▶ [Data shown]
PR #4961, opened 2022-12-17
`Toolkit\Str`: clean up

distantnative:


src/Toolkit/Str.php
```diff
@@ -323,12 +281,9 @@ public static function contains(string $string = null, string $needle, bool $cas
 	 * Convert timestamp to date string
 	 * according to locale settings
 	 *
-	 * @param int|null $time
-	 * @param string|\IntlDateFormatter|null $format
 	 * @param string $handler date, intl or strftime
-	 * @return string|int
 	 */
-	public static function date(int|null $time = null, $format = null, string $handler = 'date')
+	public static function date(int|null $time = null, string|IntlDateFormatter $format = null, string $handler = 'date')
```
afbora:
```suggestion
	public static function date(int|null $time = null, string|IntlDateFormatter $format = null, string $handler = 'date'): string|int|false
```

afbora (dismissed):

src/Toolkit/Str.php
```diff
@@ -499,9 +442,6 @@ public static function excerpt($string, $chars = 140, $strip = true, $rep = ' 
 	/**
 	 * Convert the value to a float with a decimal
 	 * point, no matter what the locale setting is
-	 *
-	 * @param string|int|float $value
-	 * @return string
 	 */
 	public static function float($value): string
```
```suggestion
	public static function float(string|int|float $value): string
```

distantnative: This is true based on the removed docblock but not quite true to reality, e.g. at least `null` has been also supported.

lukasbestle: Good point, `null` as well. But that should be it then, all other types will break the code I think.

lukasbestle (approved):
* * *
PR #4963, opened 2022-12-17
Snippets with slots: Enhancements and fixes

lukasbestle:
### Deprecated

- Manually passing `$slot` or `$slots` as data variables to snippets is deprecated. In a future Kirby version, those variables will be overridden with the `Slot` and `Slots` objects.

▶ [What you have to do]
Above are the entries; copy out every line among them that contains the word "lukasbestle".

▶ [Final answer]
lukasbestle: Good point, `null` as well. But that should be it then, all other types will break the code I think.
lukasbestle (approved):
lukasbestle:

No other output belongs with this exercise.